PR #654, opened 2024-03-29
fixed gramma

privt00:
this is now the right one i forgot to change the name in the old one


privt00:
how can this check fail its a word that got changed

PR #656, opened 2024-05-07
Update portal checking to ensure clicking on another block next to the portal activate it.

emotikon90elo5:
OLD: old
NEW: new


rom1504:
please instead fix the detect frame function

rom1504:
Old and not ready

PR #660, opened 2024-12-31
Fix spawning in 1.16.5 worlds, 1.17

extremeheat:
* Fix missing spawn packets causing player to become glitched/world not render
* Fixes to registry use

### DIFF
--- a/src/index.js
+++ b/src/index.js
@@ -7,14 +7,10 @@ if (typeof process !== 'undefined' && !process.browser && process.platform !== '
 
 const { createServer } = require('minecraft-protocol')
 
-const EventEmitter = require('events').EventEmitter
+const { EventEmitter } = require('events')
 const { testedVersions, latestSupportedVersion, oldestSupportedVersion } = require('./lib/version')
 const Command = require('./lib/command')
 const plugins = require('./lib/plugins')
-require('emit-then').register()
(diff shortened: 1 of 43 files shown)


src/index.js
```diff
@@ -23,7 +19,6 @@ module.exports = {
   generations: require('./lib/generations'),
   experience: require('./lib/experience'),
   UserError: require('./lib/user_error'),
-  portal_detector: require('./lib/portal_detector'),
```
rom1504, line 26: Why is this removed?

rom1504: Got it

rom1504:
I think it could be nicer to first do a PR changing the registry stuff with no change on behavior then another PR doing the 1.17 and 1.16.5 fixes

But I guess I'm also ok to merge like this

So more important question: does it work ?
For example 
* Loading/saving the world
* Basic features like dig build, move around,  commands

extremeheat:
Commands were unchanged 1.16-1.18

Movement, dig, break and world saving are working 1.16 - 1.18 (the mask issue should only have been a problem when sending over network)

I'll open another PR after this one for 1.18, not many changes needed there. For 1.16.5 the main issue seems to have been missing status packets

rom1504:
Ok

Issue #649, opened 2024-01-08
Fix failing block-related tests


Pandapip1:
The 'place a block', 'can open and close a chest', and/or `/setblock` tests inconsistently fail for no apparent reason.

rom1504:
https://github.com/PrismarineJS/flying-squid/actions/runs/12569838389/job/35038952697

rom1504:
looks fixed

extremeheat:
Seems the tests are mostly failing on the "before each" hook at not the tests themselves, and --retries doesn't work on beforeEach

rom1504:
yeah I guess we should fix the root cause...

PR #662, opened 2025-01-02
1.18 and 1.18.2 support

extremeheat:
Try to address #649 

After https://github.com/PrismarineJS/prismarine-chunk/pull/267

### DIFF
--- a/src/lib/plugins/world.js
+++ b/src/lib/plugins/world.js
@@ -4,6 +4,7 @@ const generations = require('../generations')
 const playerDat = require('../playerDat')
 const spiralloop = require('spiralloop')
 const { level } = require('prismarine-provider-anvil')
+const nbt = require('prismarine-nbt')
 
 module.exports.server = async function (serv, options = {}) {
   const { version, worldFolder, generation = { name: 'diamond_square', options: { worldHeight: 80 } } } = options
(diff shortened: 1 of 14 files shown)


src/lib/plugins/world.js
```diff
@@ -237,23 +246,17 @@ module.exports.player = function (player, serv, settings) {
...
       .map(t => ({
         chunkX: playerChunkX + t[0] - view,
         chunkZ: playerChunkZ + t[1] - view
       }))
       .filter(({ chunkX, chunkZ }) => serv._worldLoadPlayerChunk(chunkX, chunkZ, player))
-      .reduce((acc, { chunkX, chunkZ }) => {
-        const p = acc
-          .then(() => player.world.getColumn(chunkX, chunkZ))
-          .then((column) => player.sendChunk(chunkX, chunkZ, column))
-        return group ? p.then(() => sleep(5)) : p
```
rom1504, line 250: Removing this logic will cause nmp server to kill the vanilla client by sending chunks to fast.

extremeheat: Ah i see, reverted. It seemed to not be waiting for all the promises to resolve before spawning the player into the world causing it to sometimes fall through the world but that may be something else

rom1504:
is this ready to merge?

rom1504:
the code lgtm

rom1504 (approved):

PR #663, opened 2025-01-04
1.19

extremeheat:
* Support 1.19, 1.19.2, 1.19.3, 1.19.4
* Disable sending tablist packet as that depends on key signing and that the structure is too messy between versions (this will be fix in https://github.com/PrismarineJS/minecraft-data/pull/948 but will need combined changes to flying-squid and mineflayer)
* Chat signing not currently implemented, all messages from server to client are sent as system_chat messages which cannot be reported.  Not important for gameplay but can be added for correctness/debugging/tab packet later
* After https://github.com/PrismarineJS/minecraft-data/pull/956


rom1504:
based on https://github.com/extremeheat/flying-squid/pull/1 (see for details)

rom1504:
opened https://github.com/PrismarineJS/flying-squid/issues/665 and https://github.com/PrismarineJS/flying-squid/issues/664 for follow up on chat signing and tablist

src/lib/plugins/login.js
```diff
@@ -175,13 +200,10 @@ module.exports.player = async function (player, serv, settings) {
         ping: otherPlayer._client.latency
       }))
     })
-    setInterval(() => player._client.write('player_info', {
```
rom1504, line 178: looks like this is completely removed even for before 1.19 ; is this expected?

extremeheat: This sends the latency for all the clients but the previous player_info packet already sends the latencies in its payload with action mode 0

Back to 1.8 https://github.com/PrismarineJS/minecraft-data/blob/master/data/pc/1.8/proto.yml#L565

I think it may have been added because it's what vanilla did at some point but it wasn't doing that for 1.17. I could re-add it behind a flag for <1.17

extremeheat: Done

PR #669, opened 2025-01-05
1.20.3, 1.20.5 and 1.21.1 support

extremeheat:
After https://github.com/PrismarineJS/node-minecraft-protocol/pull/1364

* * *

● Action item
Extract each entry in full and write it down exactly.

● Task response
PR #654, opened 2024-03-29
fixed gramma

privt00:
this is now the right one i forgot to change the name in the old one


privt00:
how can this check fail its a word that got changed

PR #656, opened 2024-05-07
Update portal checking to ensure clicking on another block next to the portal activate it.

emotikon90elo5:
OLD: old
NEW: new


rom1504:
please instead fix the detect frame function

rom1504:
Old and not ready

PR #660, opened 2024-12-31
Fix spawning in 1.16.5 worlds, 1.17

extremeheat:
* Fix missing spawn packets causing player to become glitched/world not render
* Fixes to registry use

### DIFF
--- a/src/index.js
+++ b/src/index.js
@@ -7,14 +7,10 @@ if (typeof process !== 'undefined' && !process.browser && process.platform !== '
 
 const { createServer } = require('minecraft-protocol')
 
-const EventEmitter = require('events').EventEmitter
+const { EventEmitter } = require('events')
 const { testedVersions, latestSupportedVersion, oldestSupportedVersion } = require('./lib/version')
 const Command = require('./lib/command')
 const plugins = require('./lib/plugins')
-require('emit-then').register()
(diff shortened: 1 of 43 files shown)


src/index.js
```diff
@@ -23,7 +19,6 @@ module.exports = {
   generations: require('./lib/generations'),
   experience: require('./lib/experience'),
   UserError: require('./lib/user_error'),
-  portal_detector: require('./lib/portal_detector'),
```
rom1504, line 26: Why is this removed?

rom1504: Got it

rom1504:
I think it could be nicer to first do a PR changing the registry stuff with no change on behavior then another PR doing the 1.17 and 1.16.5 fixes

But I guess I'm also ok to merge like this

So more important question: does it work ?
For example 
* Loading/saving the world
* Basic features like dig build, move around,  commands

extremeheat:
Commands were unchanged 1.16-1.18

Movement, dig, break and world saving are working 1.16 - 1.18 (the mask issue should only have been a problem when sending over network)

I'll open another PR after this one for 1.18, not many changes needed there. For 1.16.5 the main issue seems to have been missing status packets

rom1504:
Ok

Issue #649, opened 2024-01-08
Fix failing block-related tests


Pandapip1:
The 'place a block', 'can open and close a chest', and/or `/setblock` tests inconsistently fail for no apparent reason.

rom1504:
https://github.com/PrismarineJS/flying-squid/actions/runs/12569838389/job/35038952697

rom1504:
looks fixed

extremeheat:
Seems the tests are mostly failing on the "before each" hook at not the tests themselves, and --retries doesn't work on beforeEach

rom1504:
yeah I guess we should fix the root cause...

PR #662, opened 2025-01-02
1.18 and 1.18.2 support

extremeheat:
Try to address #649 

After https://github.com/PrismarineJS/prismarine-chunk/pull/267

### DIFF
--- a/src/lib/plugins/world.js
+++ b/src/lib/plugins/world.js
@@ -4,6 +4,7 @@ const generations = require('../generations')
 const playerDat = require('../playerDat')
 const spiralloop = require('spiralloop')
 const { level } = require('prismarine-provider-anvil')
+const nbt = require('prismarine-nbt')
 
 module.exports.server = async function (serv, options = {}) {
   const { version, worldFolder, generation = { name: 'diamond_square', options: { worldHeight: 80 } } } = options
(diff shortened: 1 of 14 files shown)


src/lib/plugins/world.js
```diff
@@ -237,23 +246,17 @@ module.exports.player = function (player, serv, settings) {
...
       .map(t => ({
         chunkX: playerChunkX + t[0] - view,
         chunkZ: playerChunkZ + t[1] - view
       }))
       .filter(({ chunkX, chunkZ }) => serv._worldLoadPlayerChunk(chunkX, chunkZ, player))
-      .reduce((acc, { chunkX, chunkZ }) => {
-        const p = acc
-          .then(() => player.world.getColumn(chunkX, chunkZ))
-          .then((column) => player.sendChunk(chunkX, chunkZ, column))
-        return group ? p.then(() => sleep(5)) : p
```
rom1504, line 250: Removing this logic will cause nmp server to kill the vanilla client by sending chunks to fast.

extremeheat: Ah i see, reverted. It seemed to not be waiting for all the promises to resolve before spawning the player into the world causing it to sometimes fall through the world but that may be something else

rom1504:
is this ready to merge?

rom1504:
the code lgtm

rom1504 (approved):

PR #663, opened 2025-01-04
1.19

extremeheat:
* Support 1.19, 1.19.2, 1.19.3, 1.19.4
* Disable sending tablist packet as that depends on key signing and that the structure is too messy between versions (this will be fix in https://github.com/PrismarineJS/minecraft-data/pull/948 but will need combined changes to flying-squid and mineflayer)
* Chat signing not currently implemented, all messages from server to client are sent as system_chat messages which cannot be reported.  Not important for gameplay but can be added for correctness/debugging/tab packet later
* After https://github.com/PrismarineJS/minecraft-data/pull/956


rom1504:
based on https://github.com/extremeheat/flying-squid/pull/1 (see for details)

rom1504:
opened https://github.com/PrismarineJS/flying-squid/issues/665 and https://github.com/PrismarineJS/flying-squid/issues/664 for follow up on chat signing and tablist

src/lib/plugins/login.js
```diff
@@ -175,13 +200,10 @@ module.exports.player = async function (player, serv, settings) {
         ping: otherPlayer._client.latency
       }))
     })
-    setInterval(() => player._client.write('player_info', {
```
rom1504, line 178: looks like this is completely removed even for before 1.19 ; is this expected?

extremeheat: This sends the latency for all the clients but the previous player_info packet already sends the latencies in its payload with action mode 0

Back to 1.8 https://github.com/PrismarineJS/minecraft-data/blob/master/data/pc/1.8/proto.yml#L565

I think it may have been added because it's what vanilla did at some point but it wasn't doing that for 1.17. I could re-add it behind a flag for <1.17

extremeheat: Done

PR #669, opened 2025-01-05
1.20.3, 1.20.5 and 1.21.1 support

extremeheat:
After https://github.com/PrismarineJS/node-minecraft-protocol/pull/1364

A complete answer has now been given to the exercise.